Skulptur: 93-Jährige formt Denkmal für Rosa Luxemburg

"Rosa war eine tolle Frau": Die Berliner Künstlerin Ingeborg Hunzinger fühlt sich mit 93 Jahren noch nicht alt genug, um nur mit ihrem Hund zu spielen. Sie werkelt an einer Skulptur von Rosa Luxemburg, die bald vor der Volksbühne zu sehen sein soll.

Mit beiden Händen stützt sich Ingeborg Hunzinger auf ihren Krückstock und starrt wütend die halbfertige Tonfigur an. Eine lebensgroße Skulptur von Rosa Luxemburg (1871 - 1919), das sollte die Krönung ihres Lebenswerkes werden. Doch die 93-jährige Künstlerin ist nicht zufrieden: Die Füße sind ihrer Meinung nach zu groß, die Schultern zu breit. "So ein dickes Ei, furchtbar!" Sie sticht mit einem spitzen Messer in den Ton, der Körper soll schlanker werden.
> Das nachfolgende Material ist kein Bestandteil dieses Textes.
PR #4349, opened 2025-11-13
fix(read): correct file offset calculation for CRLF line endings

### LINKED ISSUE #4343: File Offset Calculation Assertion Failure
Universal Ctags crashes with assertion failure in `getInputFileOffsetForLine` at `main/read.c:421` when the file offset calculation returns a negative value. The assertion `r >= 0` fails due to issues with how ctags calculates file positions, particularly with files that have unusual line endings or specific content patterns. Note, for this to crash the binary you need to run in debug mode.

**Reproduced by:**

```bash
# Create simple HTML file that triggers the offset calculation bug
printf '<body><p>Hi</p>\r\n' > offset_crash.html

# This crashes with: getInputFileOffsetForLine: Assertion `r >= 0' failed
./ctags -o /tmp/test offset_crash.html
```

**Suggested fix:** Add bounds checking in the file offset calculation logic. The function should validate that calculated offsets are non-negative and handle edge cases where file position calculations might underflow.

gaborbernat:
Fixes assertion failure in getInputFileOffsetForLine when processing files with CRLF line endings. The issue occurred because `crAdjustment `included the current line's CRLF conversion, but the stored position was captured before processing that conversion.

The fix uses the previous line's crAdjustment value instead, ensuring only adjustments that occurred before the stored position are subtracted. This resolves the timing mismatch that caused negative offset calculations.

Fixes #4343


gaborbernat:
@masatake any updates on this?

gaborbernat:
@masatake any updates on this?

masatake:
Please wait for awhile.

gaborbernat:
@masatake do you still plan to look at this or should I close it?

masatake:
Could you keep this open?

gaborbernat:
Sure, but it has been open for over four months now, so I kind of lost hope here.

PR #4352, opened 2025-11-14
Python: parse simple type statements

### LINKED ISSUE #4351: Python: generate tags for type statements
[Python 3.14](https://docs.python.org/3/whatsnew/3.12.html) introduced new syntax for [type statements](https://docs.python.org/3/reference/simple_stmts.html#type) that look like this:

```python
type SearchResults = list[str]
```

They're more or less equivalent to an older spelling

```
SearchResults: TypeAlias = list[str]
```

which is more or less equivalent to an even older

```
SearchResults = list[str]
```

and should be indexed similarly.

The syntax also allows type parameters like

```python
type SearchResults[T] = list[T]
```

what's important for parsing is to recognize `type` followed by an identifier, and then stop at the following whitespace or `[` or `=`.

mgedmin:
Recognizes and skip 'type' at the beginning of a statement, and then proceed to parse the rest as a simple variable assignment.  This works fine for simple types like

    type MyList = list[str]

Partially fixes #4351.

It doesn't work with parameters like

    type MyList[T] = list[T]

but this is low priority for me, as I don't have any code using those (yet?), and I'm not used to working in C.

A proper solution would also generate different kind for type statements, instead of treating them like simple variable assignments.

### DIFF
--- a/parsers/python.c
+++ b/parsers/python.c
@@ -47,6 +47,7 @@ enum {
 	KEYWORD_lambda,
 	KEYWORD_pass,
 	KEYWORD_return,
+	KEYWORD_type,
 	KEYWORD_REST
 };
 typedef int keywordId; /* to allow KEYWORD_NONE */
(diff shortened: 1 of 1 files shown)


parsers/python.c
```diff
@@ -157,6 +158,7 @@ static const keywordTable PythonKeywordTable[] = {
 	{ "lambda",			KEYWORD_lambda			},
 	{ "pass",			KEYWORD_pass			},
 	{ "return",			KEYWORD_return			},
+	{ "type",			KEYWORD_type			},  /* not a real keyword */
```
mgedmin, line 161: This is not workable: it breaks `type = something` assignment (caught by the test suite, good work!), and might break other valid Python code such as `def type(...):` and so on.

mgedmin:
Closing in favor of #4353.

Schließlich sei Rosa sehr eitel gewesen. Einen breiten Hut will sie ihr noch modellieren und das Kleid später mit Blumen bemalen.

Die Künstlerin kramt ein vergilbtes Bild der Revolutionärin hervor und betrachtet es aufmerksam: "Rosa ist mein Schwarm, sie war eine tolle Frau." Luxemburg habe für eine gerechtere Welt gekämpft und sei für ihre Idee gestorben. Von der Notwendigkeit einer sozialistischen Veränderung der Gesellschaft ist auch Hunzinger überzeugt. Als 17-Jährige trat sie in die Kommunistische Partei ein, sie wollte die Ursachen von Armut und Elend bekämpfen - ein Ansatz, der bis heute ihre Kunst prägt.

"Was soll ich denn sonst machen?"

Jeden Morgen nach dem Frühstück macht sich die Bildhauerin an die Arbeit. Sie wirft sich einen alten Kittel über und trippelt in pinkfarbenen Schuhen ins Arbeitszimmer ihrer Wohnung in Rahnsdorf. Ihr Atelier im Garten hat keine Heizung, dort kann sie nur im Sommer arbeiten. Fragen nach ihrer Kraft und Ausdauer hört die ältere Dame gar nicht gerne. "Was soll ich denn sonst machen? Den ganzen Tag mit dem Hund spielen?" Hunzinger streckt die Zunge raus. Außerdem werde die Skulptur von Rosa Luxemburg sonst nie fertig.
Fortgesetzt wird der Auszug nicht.